--- Data shown Enclosed Below ---

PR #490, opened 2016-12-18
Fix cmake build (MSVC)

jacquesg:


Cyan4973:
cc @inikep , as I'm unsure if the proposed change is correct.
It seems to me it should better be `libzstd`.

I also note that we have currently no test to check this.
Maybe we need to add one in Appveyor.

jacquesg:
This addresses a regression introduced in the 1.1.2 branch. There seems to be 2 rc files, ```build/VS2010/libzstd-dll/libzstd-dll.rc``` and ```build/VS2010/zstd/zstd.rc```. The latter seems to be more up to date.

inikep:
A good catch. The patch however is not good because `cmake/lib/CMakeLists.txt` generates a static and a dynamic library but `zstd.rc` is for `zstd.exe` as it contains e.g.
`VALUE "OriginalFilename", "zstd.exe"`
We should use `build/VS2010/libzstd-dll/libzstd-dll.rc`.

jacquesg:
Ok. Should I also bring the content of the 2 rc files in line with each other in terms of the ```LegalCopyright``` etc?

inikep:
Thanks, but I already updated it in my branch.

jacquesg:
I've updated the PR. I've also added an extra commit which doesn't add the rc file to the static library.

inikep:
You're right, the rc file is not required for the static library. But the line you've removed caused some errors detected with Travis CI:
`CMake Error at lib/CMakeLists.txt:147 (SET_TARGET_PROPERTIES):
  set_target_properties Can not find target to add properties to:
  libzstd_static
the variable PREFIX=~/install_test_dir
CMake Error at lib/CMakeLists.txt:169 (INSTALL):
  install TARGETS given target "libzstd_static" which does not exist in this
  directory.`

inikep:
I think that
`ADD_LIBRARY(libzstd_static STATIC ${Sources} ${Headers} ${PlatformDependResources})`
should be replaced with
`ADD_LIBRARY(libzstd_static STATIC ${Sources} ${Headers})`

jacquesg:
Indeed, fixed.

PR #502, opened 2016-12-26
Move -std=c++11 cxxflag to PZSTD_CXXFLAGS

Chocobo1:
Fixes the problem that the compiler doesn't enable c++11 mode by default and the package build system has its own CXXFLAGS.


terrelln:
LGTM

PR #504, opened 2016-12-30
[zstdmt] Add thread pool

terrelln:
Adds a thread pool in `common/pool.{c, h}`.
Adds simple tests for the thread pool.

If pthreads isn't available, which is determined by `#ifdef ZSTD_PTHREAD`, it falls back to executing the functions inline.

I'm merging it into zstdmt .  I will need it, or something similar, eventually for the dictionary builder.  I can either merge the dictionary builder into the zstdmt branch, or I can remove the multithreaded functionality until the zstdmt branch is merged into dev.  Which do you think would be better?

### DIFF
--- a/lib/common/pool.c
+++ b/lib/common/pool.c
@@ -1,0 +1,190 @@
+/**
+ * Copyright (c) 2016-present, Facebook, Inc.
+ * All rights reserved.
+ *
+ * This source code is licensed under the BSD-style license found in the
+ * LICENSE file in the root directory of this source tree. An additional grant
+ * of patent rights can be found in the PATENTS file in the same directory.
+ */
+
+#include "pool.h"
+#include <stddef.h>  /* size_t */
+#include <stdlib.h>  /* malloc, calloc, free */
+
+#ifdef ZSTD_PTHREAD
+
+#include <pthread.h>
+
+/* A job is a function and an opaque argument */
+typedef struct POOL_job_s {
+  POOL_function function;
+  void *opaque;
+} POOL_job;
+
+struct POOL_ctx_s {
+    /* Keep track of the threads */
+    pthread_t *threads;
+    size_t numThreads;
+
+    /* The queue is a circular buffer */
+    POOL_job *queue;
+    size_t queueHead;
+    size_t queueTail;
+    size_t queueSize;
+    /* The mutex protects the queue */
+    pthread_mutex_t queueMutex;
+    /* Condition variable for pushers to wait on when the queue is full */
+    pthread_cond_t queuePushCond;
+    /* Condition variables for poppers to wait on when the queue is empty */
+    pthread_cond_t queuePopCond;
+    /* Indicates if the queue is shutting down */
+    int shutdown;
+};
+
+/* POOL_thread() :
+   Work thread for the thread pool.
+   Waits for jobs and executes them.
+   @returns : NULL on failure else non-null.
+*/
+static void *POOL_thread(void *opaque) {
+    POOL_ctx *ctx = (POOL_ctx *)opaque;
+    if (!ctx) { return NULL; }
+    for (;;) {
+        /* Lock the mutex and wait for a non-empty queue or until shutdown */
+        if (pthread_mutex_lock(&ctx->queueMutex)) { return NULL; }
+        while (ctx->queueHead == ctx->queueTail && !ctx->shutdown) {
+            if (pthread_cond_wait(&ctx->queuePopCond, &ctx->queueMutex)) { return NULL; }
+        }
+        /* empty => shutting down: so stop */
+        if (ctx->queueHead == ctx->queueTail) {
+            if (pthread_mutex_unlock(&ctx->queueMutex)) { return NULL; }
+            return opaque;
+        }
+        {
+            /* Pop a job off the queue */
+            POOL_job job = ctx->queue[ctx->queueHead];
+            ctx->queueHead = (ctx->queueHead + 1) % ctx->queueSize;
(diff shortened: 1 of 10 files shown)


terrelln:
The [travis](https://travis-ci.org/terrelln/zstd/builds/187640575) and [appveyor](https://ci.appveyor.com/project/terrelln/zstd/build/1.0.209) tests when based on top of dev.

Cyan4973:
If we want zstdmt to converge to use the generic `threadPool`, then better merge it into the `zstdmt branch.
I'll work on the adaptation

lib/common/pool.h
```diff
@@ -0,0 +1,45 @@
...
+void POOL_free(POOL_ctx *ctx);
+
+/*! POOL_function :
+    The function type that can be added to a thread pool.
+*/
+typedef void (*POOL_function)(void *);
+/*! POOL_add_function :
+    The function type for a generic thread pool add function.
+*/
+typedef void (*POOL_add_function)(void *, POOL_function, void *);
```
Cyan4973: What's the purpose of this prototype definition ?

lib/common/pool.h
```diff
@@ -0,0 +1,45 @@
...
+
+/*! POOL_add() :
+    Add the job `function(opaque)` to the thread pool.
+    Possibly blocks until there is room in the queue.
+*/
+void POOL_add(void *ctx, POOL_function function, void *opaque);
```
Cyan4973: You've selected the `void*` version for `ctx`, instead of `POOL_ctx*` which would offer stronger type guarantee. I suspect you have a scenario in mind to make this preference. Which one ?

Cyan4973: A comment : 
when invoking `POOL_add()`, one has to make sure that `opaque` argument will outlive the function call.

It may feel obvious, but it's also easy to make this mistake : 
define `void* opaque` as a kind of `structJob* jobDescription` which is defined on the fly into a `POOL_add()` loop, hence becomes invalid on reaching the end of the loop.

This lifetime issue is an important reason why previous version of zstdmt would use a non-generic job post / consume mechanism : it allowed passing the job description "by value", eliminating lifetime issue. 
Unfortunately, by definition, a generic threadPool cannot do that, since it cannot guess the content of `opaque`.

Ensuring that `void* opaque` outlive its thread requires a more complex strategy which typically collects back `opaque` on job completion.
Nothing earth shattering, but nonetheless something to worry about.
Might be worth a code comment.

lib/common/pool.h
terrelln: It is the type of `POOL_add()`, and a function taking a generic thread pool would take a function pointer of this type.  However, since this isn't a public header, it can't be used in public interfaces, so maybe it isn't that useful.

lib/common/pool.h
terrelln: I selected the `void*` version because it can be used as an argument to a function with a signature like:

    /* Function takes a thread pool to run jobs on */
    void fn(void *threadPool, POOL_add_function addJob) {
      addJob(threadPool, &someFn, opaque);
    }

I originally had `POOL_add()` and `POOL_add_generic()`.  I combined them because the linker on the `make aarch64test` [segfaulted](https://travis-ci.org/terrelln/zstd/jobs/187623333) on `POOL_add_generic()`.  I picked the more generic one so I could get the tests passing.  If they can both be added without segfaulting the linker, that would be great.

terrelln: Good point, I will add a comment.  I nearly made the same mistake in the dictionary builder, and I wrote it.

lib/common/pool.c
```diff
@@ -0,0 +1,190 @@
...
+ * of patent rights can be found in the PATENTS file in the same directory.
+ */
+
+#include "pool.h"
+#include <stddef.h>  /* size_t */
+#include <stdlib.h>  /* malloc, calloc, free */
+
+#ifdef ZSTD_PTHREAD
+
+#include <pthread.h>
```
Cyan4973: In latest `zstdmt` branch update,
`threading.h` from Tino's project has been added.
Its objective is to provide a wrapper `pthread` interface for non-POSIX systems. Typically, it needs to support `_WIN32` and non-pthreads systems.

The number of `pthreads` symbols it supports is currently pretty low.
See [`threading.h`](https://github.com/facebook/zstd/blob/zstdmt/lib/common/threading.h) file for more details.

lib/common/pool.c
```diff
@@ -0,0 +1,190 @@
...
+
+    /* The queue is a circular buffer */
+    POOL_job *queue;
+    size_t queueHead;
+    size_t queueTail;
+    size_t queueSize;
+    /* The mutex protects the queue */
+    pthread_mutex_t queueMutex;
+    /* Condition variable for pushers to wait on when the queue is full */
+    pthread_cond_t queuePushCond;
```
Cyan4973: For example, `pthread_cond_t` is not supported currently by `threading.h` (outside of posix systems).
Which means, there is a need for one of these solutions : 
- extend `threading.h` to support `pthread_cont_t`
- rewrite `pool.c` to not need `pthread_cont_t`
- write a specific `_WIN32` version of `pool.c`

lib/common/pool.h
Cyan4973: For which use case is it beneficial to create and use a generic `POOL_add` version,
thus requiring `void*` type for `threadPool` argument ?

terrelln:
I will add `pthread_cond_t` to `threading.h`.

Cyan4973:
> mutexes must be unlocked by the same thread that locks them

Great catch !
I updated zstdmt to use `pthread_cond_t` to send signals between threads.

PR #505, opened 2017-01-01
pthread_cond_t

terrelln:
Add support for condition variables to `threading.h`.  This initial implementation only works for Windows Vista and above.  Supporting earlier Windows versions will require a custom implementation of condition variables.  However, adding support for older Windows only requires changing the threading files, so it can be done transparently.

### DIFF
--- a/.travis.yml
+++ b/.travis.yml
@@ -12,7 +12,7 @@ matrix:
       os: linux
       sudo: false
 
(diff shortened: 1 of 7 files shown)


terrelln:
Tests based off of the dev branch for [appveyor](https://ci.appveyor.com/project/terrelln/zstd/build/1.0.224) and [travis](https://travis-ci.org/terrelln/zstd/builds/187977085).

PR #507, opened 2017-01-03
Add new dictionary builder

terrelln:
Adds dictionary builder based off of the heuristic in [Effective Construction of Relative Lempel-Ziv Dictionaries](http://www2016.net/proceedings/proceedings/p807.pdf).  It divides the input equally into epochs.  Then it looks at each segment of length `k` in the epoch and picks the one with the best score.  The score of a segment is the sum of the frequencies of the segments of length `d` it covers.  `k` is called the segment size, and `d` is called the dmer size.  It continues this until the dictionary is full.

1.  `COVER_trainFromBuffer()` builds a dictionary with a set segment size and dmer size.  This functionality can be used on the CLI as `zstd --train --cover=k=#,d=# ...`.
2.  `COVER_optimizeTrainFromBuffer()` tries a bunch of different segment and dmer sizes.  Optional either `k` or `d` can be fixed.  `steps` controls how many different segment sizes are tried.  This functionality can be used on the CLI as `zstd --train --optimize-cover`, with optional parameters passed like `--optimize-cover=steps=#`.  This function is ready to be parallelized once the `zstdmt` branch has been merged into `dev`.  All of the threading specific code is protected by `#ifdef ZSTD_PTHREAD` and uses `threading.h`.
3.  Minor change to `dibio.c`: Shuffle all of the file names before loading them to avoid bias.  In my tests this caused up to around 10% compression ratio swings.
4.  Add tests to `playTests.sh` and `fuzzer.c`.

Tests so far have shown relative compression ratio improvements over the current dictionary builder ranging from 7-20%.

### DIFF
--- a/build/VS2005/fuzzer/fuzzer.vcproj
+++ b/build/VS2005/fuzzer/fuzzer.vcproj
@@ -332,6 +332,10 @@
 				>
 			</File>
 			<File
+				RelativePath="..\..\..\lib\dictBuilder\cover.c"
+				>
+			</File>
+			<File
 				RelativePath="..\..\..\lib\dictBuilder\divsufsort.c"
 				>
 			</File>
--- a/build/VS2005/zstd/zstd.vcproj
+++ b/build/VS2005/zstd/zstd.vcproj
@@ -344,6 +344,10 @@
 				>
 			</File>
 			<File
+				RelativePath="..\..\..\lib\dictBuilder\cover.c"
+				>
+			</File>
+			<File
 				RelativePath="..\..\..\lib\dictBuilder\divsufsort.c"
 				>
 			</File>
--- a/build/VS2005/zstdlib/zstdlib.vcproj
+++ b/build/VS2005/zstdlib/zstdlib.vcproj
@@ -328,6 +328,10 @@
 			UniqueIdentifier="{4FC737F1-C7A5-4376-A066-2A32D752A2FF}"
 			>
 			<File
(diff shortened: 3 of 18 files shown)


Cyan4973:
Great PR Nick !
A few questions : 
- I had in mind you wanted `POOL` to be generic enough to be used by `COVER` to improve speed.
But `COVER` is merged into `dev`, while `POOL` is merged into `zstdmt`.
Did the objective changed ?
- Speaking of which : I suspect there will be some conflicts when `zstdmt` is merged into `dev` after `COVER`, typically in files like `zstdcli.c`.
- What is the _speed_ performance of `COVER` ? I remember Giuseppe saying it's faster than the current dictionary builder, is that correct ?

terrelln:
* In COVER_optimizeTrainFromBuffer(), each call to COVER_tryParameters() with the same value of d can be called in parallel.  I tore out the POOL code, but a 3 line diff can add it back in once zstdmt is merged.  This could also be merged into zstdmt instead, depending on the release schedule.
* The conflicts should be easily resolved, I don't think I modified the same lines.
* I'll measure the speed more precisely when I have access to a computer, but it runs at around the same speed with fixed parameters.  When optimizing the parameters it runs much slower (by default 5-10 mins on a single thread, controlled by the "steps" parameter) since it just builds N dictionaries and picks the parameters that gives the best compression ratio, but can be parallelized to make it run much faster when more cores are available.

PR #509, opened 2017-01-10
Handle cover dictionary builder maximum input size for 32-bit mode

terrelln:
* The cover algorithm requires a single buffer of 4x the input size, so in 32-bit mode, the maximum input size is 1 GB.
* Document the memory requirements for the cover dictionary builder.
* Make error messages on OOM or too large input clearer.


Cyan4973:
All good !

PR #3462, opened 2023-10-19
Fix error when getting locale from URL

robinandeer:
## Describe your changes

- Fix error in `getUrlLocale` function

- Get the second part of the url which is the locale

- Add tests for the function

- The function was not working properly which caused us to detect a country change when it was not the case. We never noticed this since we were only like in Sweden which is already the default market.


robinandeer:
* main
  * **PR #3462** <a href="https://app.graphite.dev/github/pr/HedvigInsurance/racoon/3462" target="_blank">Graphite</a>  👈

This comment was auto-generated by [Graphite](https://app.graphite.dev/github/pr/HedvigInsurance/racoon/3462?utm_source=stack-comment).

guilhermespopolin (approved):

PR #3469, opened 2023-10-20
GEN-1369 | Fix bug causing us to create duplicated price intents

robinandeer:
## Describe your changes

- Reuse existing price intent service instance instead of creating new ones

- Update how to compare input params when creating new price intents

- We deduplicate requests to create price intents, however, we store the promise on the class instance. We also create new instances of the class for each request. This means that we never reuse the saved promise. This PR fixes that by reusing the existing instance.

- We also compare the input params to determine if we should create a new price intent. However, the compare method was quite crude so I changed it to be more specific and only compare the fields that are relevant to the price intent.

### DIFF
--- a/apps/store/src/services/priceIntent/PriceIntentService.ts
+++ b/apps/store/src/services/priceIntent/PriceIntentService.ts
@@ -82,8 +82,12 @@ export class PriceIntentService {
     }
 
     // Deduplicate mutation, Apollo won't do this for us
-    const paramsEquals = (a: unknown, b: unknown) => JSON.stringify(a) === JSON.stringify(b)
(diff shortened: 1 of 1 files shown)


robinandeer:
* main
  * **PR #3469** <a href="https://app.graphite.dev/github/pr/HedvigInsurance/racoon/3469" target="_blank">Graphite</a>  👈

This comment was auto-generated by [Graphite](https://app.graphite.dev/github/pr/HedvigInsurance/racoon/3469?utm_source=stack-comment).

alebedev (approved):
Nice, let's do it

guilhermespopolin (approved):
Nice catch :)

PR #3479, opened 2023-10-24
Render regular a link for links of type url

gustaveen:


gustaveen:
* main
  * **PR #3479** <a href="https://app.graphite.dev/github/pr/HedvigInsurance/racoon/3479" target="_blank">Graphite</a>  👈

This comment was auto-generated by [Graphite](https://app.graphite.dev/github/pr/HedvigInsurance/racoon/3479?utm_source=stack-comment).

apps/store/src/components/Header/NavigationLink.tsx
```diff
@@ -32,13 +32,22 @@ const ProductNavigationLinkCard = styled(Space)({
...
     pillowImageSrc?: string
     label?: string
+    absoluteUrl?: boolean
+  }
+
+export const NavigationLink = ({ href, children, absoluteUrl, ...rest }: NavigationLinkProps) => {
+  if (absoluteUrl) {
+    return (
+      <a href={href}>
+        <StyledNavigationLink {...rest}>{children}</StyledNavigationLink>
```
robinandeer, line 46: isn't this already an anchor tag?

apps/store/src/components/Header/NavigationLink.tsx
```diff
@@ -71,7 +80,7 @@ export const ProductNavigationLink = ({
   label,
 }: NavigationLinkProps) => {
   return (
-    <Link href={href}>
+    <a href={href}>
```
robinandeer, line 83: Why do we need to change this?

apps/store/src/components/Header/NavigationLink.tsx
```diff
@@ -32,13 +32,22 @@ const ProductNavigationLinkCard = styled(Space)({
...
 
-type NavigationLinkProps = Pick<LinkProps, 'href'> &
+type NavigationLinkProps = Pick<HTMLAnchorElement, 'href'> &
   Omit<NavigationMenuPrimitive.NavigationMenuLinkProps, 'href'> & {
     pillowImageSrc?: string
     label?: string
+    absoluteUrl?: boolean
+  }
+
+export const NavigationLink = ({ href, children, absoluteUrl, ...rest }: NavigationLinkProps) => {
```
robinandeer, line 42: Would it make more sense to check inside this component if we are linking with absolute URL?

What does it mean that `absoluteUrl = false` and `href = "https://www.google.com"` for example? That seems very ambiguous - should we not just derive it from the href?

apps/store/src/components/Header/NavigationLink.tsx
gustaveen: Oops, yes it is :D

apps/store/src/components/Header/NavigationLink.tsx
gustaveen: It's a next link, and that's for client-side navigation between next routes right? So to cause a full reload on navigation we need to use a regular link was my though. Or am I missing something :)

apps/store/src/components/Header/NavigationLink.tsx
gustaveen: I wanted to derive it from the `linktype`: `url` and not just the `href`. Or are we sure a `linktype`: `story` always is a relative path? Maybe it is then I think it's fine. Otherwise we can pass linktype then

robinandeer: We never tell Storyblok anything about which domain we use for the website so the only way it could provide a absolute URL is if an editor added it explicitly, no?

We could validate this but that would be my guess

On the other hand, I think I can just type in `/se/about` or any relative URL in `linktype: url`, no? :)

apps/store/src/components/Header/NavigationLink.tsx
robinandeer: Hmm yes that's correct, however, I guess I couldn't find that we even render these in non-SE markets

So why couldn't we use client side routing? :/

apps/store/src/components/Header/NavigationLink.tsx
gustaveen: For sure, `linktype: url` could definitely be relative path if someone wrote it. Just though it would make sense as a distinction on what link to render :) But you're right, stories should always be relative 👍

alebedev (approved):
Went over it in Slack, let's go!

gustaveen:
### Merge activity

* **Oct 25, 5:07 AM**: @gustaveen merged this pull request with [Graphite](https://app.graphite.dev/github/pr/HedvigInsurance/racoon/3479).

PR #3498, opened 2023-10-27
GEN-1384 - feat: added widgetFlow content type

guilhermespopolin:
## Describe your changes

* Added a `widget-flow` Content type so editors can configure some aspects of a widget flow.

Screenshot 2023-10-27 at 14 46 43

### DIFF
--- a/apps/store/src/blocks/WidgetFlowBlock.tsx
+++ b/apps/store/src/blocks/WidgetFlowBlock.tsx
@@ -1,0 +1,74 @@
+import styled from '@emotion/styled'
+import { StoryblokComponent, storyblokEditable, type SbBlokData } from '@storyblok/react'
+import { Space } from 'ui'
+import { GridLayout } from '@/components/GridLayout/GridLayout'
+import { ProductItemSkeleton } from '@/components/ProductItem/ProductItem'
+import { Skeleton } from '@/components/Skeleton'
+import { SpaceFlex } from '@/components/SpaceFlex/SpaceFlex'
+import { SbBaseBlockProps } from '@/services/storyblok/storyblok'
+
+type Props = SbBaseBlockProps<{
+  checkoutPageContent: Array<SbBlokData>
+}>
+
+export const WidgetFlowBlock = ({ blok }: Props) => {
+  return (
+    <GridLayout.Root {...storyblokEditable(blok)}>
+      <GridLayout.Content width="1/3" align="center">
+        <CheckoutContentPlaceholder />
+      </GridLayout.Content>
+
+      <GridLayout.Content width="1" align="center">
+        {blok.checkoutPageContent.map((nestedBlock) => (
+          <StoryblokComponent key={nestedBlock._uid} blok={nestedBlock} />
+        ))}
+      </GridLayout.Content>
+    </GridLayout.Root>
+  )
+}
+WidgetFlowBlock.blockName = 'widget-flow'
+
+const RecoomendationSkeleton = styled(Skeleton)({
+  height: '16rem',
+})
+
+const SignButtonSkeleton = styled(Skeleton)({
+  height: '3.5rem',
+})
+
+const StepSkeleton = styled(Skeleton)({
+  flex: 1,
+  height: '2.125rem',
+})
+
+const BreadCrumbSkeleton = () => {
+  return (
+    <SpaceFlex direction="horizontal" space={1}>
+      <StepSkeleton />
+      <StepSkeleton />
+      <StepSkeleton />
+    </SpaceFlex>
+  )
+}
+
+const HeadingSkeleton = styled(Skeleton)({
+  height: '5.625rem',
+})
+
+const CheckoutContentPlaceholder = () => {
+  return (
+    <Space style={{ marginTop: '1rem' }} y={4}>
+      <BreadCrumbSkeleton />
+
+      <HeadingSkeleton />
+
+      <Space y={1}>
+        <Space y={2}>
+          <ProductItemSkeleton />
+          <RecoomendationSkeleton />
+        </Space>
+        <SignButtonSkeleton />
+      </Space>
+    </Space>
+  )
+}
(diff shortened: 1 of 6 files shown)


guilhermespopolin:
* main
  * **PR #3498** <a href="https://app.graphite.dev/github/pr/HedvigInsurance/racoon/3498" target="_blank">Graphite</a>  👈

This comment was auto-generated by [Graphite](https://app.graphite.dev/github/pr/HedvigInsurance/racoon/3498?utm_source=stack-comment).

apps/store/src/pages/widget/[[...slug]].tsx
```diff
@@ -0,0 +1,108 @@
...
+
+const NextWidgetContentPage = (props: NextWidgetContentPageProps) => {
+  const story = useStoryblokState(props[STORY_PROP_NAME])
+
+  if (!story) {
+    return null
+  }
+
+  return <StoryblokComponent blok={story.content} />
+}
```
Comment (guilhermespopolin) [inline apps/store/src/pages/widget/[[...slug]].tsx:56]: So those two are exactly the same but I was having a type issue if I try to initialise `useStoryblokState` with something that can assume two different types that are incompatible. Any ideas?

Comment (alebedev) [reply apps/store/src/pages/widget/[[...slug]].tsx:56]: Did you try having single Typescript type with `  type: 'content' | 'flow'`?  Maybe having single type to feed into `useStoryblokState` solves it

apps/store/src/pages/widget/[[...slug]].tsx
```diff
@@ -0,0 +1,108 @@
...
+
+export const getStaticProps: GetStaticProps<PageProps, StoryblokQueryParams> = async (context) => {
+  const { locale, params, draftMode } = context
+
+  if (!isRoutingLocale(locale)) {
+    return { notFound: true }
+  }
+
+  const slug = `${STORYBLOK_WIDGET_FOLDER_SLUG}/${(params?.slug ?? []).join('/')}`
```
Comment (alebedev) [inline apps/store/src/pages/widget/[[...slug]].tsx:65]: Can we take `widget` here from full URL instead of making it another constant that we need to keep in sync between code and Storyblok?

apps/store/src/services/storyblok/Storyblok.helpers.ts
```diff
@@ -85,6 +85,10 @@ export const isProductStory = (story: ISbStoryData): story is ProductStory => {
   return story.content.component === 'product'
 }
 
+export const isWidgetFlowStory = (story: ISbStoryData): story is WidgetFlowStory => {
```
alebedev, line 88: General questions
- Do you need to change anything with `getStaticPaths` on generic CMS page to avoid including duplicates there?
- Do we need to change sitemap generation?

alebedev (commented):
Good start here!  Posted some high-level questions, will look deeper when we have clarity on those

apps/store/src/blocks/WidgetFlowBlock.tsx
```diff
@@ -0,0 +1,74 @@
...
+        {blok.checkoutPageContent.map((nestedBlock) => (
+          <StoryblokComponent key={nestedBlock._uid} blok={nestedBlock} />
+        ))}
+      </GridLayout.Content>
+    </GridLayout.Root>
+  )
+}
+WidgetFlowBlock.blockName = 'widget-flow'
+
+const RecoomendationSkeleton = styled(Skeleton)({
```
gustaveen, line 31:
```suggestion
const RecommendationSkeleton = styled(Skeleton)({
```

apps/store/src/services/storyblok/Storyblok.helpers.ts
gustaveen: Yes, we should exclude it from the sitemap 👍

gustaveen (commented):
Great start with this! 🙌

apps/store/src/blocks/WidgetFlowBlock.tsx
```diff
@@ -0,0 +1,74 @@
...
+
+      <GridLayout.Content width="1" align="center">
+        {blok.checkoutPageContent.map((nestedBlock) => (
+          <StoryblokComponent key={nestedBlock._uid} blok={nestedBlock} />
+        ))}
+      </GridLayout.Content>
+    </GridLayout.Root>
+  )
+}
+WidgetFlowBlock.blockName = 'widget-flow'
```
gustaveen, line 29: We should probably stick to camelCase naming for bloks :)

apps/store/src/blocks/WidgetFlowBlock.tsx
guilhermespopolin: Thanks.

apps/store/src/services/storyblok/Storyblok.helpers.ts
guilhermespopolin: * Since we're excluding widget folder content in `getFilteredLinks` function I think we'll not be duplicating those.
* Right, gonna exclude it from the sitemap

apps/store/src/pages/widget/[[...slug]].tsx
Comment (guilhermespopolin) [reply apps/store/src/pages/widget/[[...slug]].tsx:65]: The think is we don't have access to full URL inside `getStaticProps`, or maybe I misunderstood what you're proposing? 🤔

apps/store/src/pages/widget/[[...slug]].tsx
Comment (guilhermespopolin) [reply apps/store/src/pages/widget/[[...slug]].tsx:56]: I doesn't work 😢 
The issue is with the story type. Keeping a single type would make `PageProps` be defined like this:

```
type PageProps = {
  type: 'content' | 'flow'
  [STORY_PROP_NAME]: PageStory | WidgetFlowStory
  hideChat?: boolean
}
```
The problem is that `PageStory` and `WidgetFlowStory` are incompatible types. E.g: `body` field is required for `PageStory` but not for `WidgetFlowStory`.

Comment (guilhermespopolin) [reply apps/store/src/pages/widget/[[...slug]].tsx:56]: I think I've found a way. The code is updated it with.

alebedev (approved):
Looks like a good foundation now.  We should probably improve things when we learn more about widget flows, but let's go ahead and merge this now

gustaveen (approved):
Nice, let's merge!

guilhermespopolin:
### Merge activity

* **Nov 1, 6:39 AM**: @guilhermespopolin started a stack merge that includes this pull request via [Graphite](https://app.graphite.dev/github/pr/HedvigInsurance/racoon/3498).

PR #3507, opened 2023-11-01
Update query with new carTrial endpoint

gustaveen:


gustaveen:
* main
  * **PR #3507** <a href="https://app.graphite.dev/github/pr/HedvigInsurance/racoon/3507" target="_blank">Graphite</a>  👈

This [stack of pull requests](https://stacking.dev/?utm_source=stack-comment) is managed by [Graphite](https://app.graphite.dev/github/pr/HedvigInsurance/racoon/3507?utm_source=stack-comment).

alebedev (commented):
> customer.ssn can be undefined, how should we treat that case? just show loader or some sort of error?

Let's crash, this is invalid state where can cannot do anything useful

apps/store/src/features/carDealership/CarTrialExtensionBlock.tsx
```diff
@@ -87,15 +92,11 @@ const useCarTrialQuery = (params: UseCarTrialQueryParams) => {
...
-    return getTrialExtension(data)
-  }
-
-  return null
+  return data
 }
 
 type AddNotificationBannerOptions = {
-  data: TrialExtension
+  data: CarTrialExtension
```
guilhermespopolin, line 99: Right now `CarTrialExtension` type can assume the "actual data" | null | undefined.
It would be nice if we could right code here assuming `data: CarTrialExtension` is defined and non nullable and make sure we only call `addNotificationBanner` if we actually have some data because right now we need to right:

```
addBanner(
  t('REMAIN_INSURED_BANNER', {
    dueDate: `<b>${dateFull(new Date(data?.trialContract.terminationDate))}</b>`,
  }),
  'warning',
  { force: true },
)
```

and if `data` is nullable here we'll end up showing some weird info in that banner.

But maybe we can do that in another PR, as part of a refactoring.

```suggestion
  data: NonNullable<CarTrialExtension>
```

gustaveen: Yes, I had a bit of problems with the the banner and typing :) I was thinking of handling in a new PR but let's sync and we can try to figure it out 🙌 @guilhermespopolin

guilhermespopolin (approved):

--- End of Enclosed Data shown ---

Each line in the material either holds the string "faster" or does not. State how many do, and nothing else.

Answer to the exercise
2